# Booted Homing/Racing Pigeons?????



## Mader631

I've been seeing alot of booted (Feathered Leg) Homing Pigeons here in the Midwest lately.......... is this more common than I know of?? I picked up a Bird today that is grouse legged, all Homer not crossed with fancy.


----------



## orock

Do you have any pictures of them.


----------



## horseart4u

yes you will find some starins of homers / racers with feathered feet..it is something that was crossed along time ago and will be around a long time from now. you may even get booted feet from non booted feet parents, i have a few..


----------



## Mader631

Here is the Photo of the Bird I just picked up, 100% Homer not mixed, I just found out more about this bird yasterday, the guy who I got he bird from, said his loft is full of Booted & Grouse feet Homers, it all started from a Homer called: "Boots," Boots was a Booted old Krauth Bloodine Cock, he had 5 long distance Diplomas & was an AU Champion. Boots Son, won the 700 mile state race against all flyers in Wisconsin also. Will be interesting to see how this birds youngsters will perform, I'm not a big fan of Booted & Grouse feet homers, but if they can win races it's all that matters, "Performance 1st."


----------



## Mader631

More Photos............


----------



## red check 200

*Booted Homers*

Here's A Pic Of One Of My Schofields Much Older Now With Heavier Boots


----------



## horseart4u

now thats pretty, mine have some feathers but not that much  pretty grizzle no matter, good luck on future races...


----------



## horseart4u

hey i just saw that you two guys are from up north, they are booted to keep their legs and feet warm LOL...


----------



## Mader631

ha,ha,.....yeah they adapted to the cold up north winters!!! I have read on the Schofields, booted runs in that bloodline alot also, Like those Schofield Birds.

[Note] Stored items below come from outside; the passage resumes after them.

PR #3972, opened 2025-10-17
DefaultLoopIOUring should not depend on netty incubator io_uring package

j-bahr:
Now that Reactor Netty depends on Netty 4.2.X we should no longer depend on the io_uring incubator package.

> In Netty 4.2.0.Final we have graduated the io_uring transport from incubator, to a fully supported first-class transport module. (https://netty.io/news/2025/04/03/4-2-0.html)

If a project includes reactor netty and uses a JDK lower than 17, we get the default `DefaultLoopIOUring` class. If the incubator packages are not on the class path `isIoUringAvailable` will end up evaluating to false (even when io.netty:netty-transport-native-io_uring is included). Given that the incubator is not being updated we should mirror the logic from `DefaultLoopIOUring` from the multi release (17) class.


violetagg:
This is superseded by #3974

I'm not trying to breed all booted birds or anything but I have 2 more pairs of Breeders with Booted also, this pair the Booted came from there Van Loon side from what the breeder I got them fromsaid. "sorry for the messy breeding cage, didn't get to clean it yet today." This pair has "Mr. Aristona" in them, "Super 2278," "Super 73," Red Fox Janssen, they are Father & Daughter Pair. There youngster came out with booted feet also.


----------



## Mader631

More photos


----------



## Mader631

last photos..........


----------



## MaryOfExeter

Some of mine have extra feathering on the legs/feet as well. I would love to have some that heavily feathered.


----------



## orock

Nice looking birds.


----------



## Mader631

thanks............


----------



## lordcornwallis

i am trying to breed a strain of blue bar racers with feathered legs this coming year will be my third breeding season.
lc


----------



## Mader631

lordcornwallis said:


> i am trying to breed a strain of blue bar racers with feathered legs this coming year will be my third breeding season.
> lc


How do yours race????


----------



## lordcornwallis

they have done ok , i have bred one fed winner and one second in a open race in the past two seasons , i dont race but breed birds for others my birds are mainly klak ,jansens and hartogs , there are all mainly sprints breeds


----------



## Rudiap

lordcornwallis said:


> i am trying to breed a strain of blue bar racers with feathered legs this coming year will be my third breeding season.
> lc


I've got blue bar and white racers in my loft and will post some pics as soon as possible


----------



## OldStrain

Years ago there was a Strain of Birds called Booted Schaffer’s, they were from a Breeder out of Penn. Almost all his Birds were booted. A lot of Mealy's and Grizzles, they looked like they could have be derived form the Old Wegge line of Bird. My Dad kept them for year and we sold them after his passing in 2002...wished I would have kept them now! Every now and then we breed a full boot Bird from our old line of Trentons.


----------



## Rudiap

About three years ago while my pigeons were out I saw a white pigeon between them that I didn't recognized.I thought there were some kind of thread tangled on her feet,but soon realized to my excitement that it was feathers.A lot of my pigeons now have the 'boots' and they were all bred around that hen and I plan to introduce more colours into that family like blacks,spread ash and red.


----------



## birdman101bx

anybody interested in selling a pair or two with boots


----------



## birdman101bx

i had a stock of them in the late 90s i bought a few pairs off a guy in oh shaiffers they were called anybody interested in selling give me a call 3478109699 or 6466489601


----------



## Rudiap

Here's a few of my booted racing pigeons,but unfortunately I'm all the way in South Africa


----------



## lordcornwallis

realy nice pigeons, the blues a topper !


----------



## robertjohn

*Birds Wont Fly*

I let my birds out and they fly straight to the roof why ? is it over feeding


----------



## lordcornwallis

that may well be the reason , could cut down the feed a tad or feed a lighter mix ?


----------



## pigeonraiser

Nice looking birds you have there good luck with them.


----------



## Halcanada

Have a dozen or so, reds and blues. This is a young bird.


​


----------



## Halcanada

Another.

​


----------



## Halcanada

And again.


​


----------



## roses

Rudiap said:


> Here's a few of my booted racing pigeons,but unfortunately I'm all the way in South Africa


Wow I love them! I love their little toes!


----------



## wildcat hunter

*old thread I know But -----*

I have a couple of grouse legged racers. I found the bands needs cleaned out from time to time. Dead skin and feathers get bound up under the ring. Must be uncomfortable for the bird.


----------